Deloitte in the news
Adopting AI is Natural Evolution for any Insight-Driven Organization
David Steier, managing director of Advanced Analytics and Modeling at Deloitte Consulting LLP
AI Business recently got the chance to speak to David Steier, managing director of Advanced Analytics and Modeling at Deloitte Consulting LLP. Using advanced analytic and visualization techniques, including predictive modeling, social network analysis, and text mining, David and his team of quantitative specialists at Deloitte help clients across a variety of industries to solve some of their most complex technical problems.
We start by discussing Deloitte’s position on AI–where are they up to as a ‘Big Four’ consultancy firm, and what are their key goals for AI in the short- and long-term? David shares this thoughts:
“In the short-term we plan to evangelize AI and its impact on the enterprise–the scope and breadth of these technologies, and how AI is going to transform many aspects of business from back end operations to customer interaction. In the long run, the goal is to provide prototypes and enterprise scale cognitive applications to clients across industries”.
But the scope for AI is not just client-focused, David continues:
As a firm with innovation at its heart, we plan on leveraging the breakthroughs in AI internally as well. This will help augment the intelligence and productivity of our workforce, enabling us to innovate our offerings and enhance the value we provide to clients.
David explains the advantages that alliances provide Deloitte within the marketplace:
“We’re always on the lookout for promising technologies that augment the scope of our automation, engagement, and insights offerings. Our alliances with firms like IBM around technologies like Watson enable us to provide well-rounded cognitive applications to our clients using best-in-class technologies and platforms. In conjunction with our proprietary algorithms and deep industry knowledge, we are able to provide industry-specific solutions to clients, efficiently and at scale”.
Like with all emerging technologies, the road to implementation of AI is not necessarily a smooth one. Interestingly David says that the “perception that AI is a technology of the future” is a challenge businesses face when looking to adopt the technology:
“Making AI real for clients and our own business leaders through working prototypes is going to be key to overcome this challenge”.
“And lastly, but probably the most important of all”, David points out, “are the concerns around data privacy and security”:
“While personal data is already being collected in different ways, the legal and ethical frameworks to leverage this data in AI-enhanced applications are almost non-existent. As the space matures and rates of AI adoption increases, there needs to be a multi-dimensional approach to develop these frameworks”.

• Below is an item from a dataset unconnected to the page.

PR #471, opened 2017-04-20
Fix perl search path; avoid reference to build path

### LINKED ISSUE #460: PERL5PATH refers to build path, causes breakage while building hydra on hydra
The answer is probably "well don't build things on the hydra node, it has enough to worry about" but I hit this when using nixos-rebuild on my hydra instance.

From a consultancy standpoint, David is well placed to comment on what is important within an enterprise to allow it to embrace AI and enable its adoption. He shares his thoughts on this:
“Adopting AI technologies is a natural evolution for any company that seeks to be an insight-driven organization. Having a culture of experimentation and innovation embedded throughout the enterprise will help organizations to fully tap into the magnitude of impact that AI enables. A culture of design thinking is also necessary to fully recognize the transformative impact of AI across an organization”.
Looking out to the enterprise landscape, David says “industries with a lot of unstructured data (ex. medical notes, forms, and geo-data) have the greatest potential for transformation using AI”:
“As AI enables automation of knowledge intensive processes that are reliant on the interpretation of unstructured data, we’re seeing great demand for these technologies in the healthcare and financial services industries. Concurrently, retail and other customer facing industries are increasingly demanding AI technologies to deliver new models of engagement to consumers. As with the adoption of any new technology, we’re seeing a variance in rates of AI adoption, but in the medium-long term, AI will be embedded into enterprises across many industries”.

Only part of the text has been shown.